AI risk assessments can address a wide spectrum of risk types, including:
Technical risks: such as performance failures, adversarial vulnerabilities, or model drift
Legal and regulatory risks: including data privacy violations, non-compliance with standards, or unauthorised use
Ethical risks: such as bias, unfair treatment, or opacity in decision-making
Operational risks: like system downtime, human error in oversight, or inadequate training
Reputational and societal risks: including erosion of public trust or unintended social consequences
The goal of an AI risk assessment is to:
Understand the full context in which an AI system will operate
Identify where and how it may cause harm or underperform
Determine likelihood and impact of such events
Recommend and implement risk mitigation strategies
Effective assurance involves both qualitative and quantitative risk analysis. Techniques may include scenario planning, stakeholder consultation, red teaming exercises, and empirical testing. Outputs from these analyses inform mitigation actions such as redesign, additional testing, restricted deployment, or oversight enhancements.

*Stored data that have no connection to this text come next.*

PR #2578, opened 2019-11-17
Removing dependency Ramda

johachi:
**What I did**
Removed the dependency `ramda` and so we only use `lamda` as PR #2522 

**How to verify it**
Please read the file changes.

**Other**
This will be my first contribution to this project. Please feel free to give me any feedback, and let me know if I have made any mistakes.

This will close #2522

PR #2611, opened 2019-12-12
BUGFIX: Reolve mistake while upmerging

markusguenther:
We have removed ramda as dependency and while doing
upmerges the changes collides somehow.

The commit:
https://github.com/neos/neos-ui/commit/c138b961444e9d80ba2afb56b840f0d50eb4f33d#diff-a7ae28cc7ab235343fc04fe7203f0b82R101

and the PR for removing ramda lead to that issue.
https://github.com/neos/neos-ui/pull/2578/files#

I compared the changes and fixed that somehow merge conflict.


markusguenther:
Ok checked the tests locally and it works... the saucelabs tests show that we still have the create dialog issue there. This is already fixed in neos.neos.

https://app.saucelabs.com/tests/c453954f946a4311a2795c2c8392c2f7#1

Issue #2586, opened 2019-11-22
AssetEditor hides preview if "upload" feature is disabled


bwaidelich:
### Description

Slightly related to #2585 the `AssetEditor` does not really work with `features.upload = false`.
Reason: The `AssetUpload` component is hidden in this case, but that also renders the SelectBox with the asset preview(s):

![image](https://user-images.githubusercontent.com/307571/69419672-37d2dc80-0d1d-11ea-8e2d-ee1682414ac5.png)

Without that, there is no way to tell what file has been selected (or if any at all) and existing files can't be removed.

markusguenther:
Thanks for reporting that ❤️

markusguenther:
Tried it and it is easy to reproduce.
<img width="917" alt="Bildschirmfoto 2019-12-13 um 12 17 26" src="https://user-images.githubusercontent.com/1014126/70796753-56b81200-1da3-11ea-9f2f-695d9d2972c1.png">
<img width="916" alt="Bildschirmfoto 2019-12-13 um 12 17 56" src="https://user-images.githubusercontent.com/1014126/70796754-5750a880-1da3-11ea-85f4-171e51a540f9.png">

markusguenther:
Will be fixed in the upcoming 4.0 release.

skurfuerst:
@markusguenther is this fixed already? If so, do you have a commit link for me? :)

markusguenther:
> @markusguenther is this fixed already? If so, do you have a commit link for me? :)

This should be the PR. Tried it that time and it worked for me :)

markusguenther:
<img width="946" alt="Screenshot 2021-10-12 at 23 33 32" src="https://user-images.githubusercontent.com/1014126/137032163-800de467-ea90-4ae9-8f60-a555b18de922.png">

Is fixed thanks to @kitsunet

PR #2612, opened 2019-12-12
BUGFIX: AssetEditor selects are rendered without upload enabled

kitsunet:
Fixes: #2586


packages/neos-ui-editors/src/Editors/AssetEditor/index.js
```diff
@@ -192,85 +192,92 @@ export default class AssetEditor extends PureComponent {
         );
     }
 
-    renderAssetUpload() {
-        if (!this.isFeatureEnabled('upload')) {
```
kitsunet: This is the root of the problem, so no upload, editor is basically empty. You cannot remove an asset ever again.

PR #2613, opened 2019-12-12
BUGFIX: AssetEditor works correctly with asset proxies

kitsunet:


kitsunet:
This was broken  from the beginning then fixed ot be even more borken. This version seems to work for me, the conundrum with detail endpoints needs to be figured out but it works like this.

PR #2614, opened 2019-12-12
BUGFIX: Focus node in tree after switching dimensions

nlx-lars:
Previously, the focused node was not updated after switching,
leading to unexpected behaviour when hiding/deleting nodes from the
NodeTreeToolbar.

**What I did**
Focus new target node after switching dimensions from the DimensionSwitcher.

**How to verify it**
1. Select page in tree
2. Switch content dimensions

Risk assessments are often required as part of regulatory compliance, such as under the EU AI Act (where impact and risk assessments are mandated for high-risk systems), or national AI governance policies. They are also increasingly embedded in AI procurement processes.
In high-stakes environments — such as defence, public health, or critical infrastructure — risk assessments are essential to avoid operational failures, ensure ethical deployment, and support informed decision-making. Assurance providers may conduct independent risk reviews to validate that appropriate measures are in place.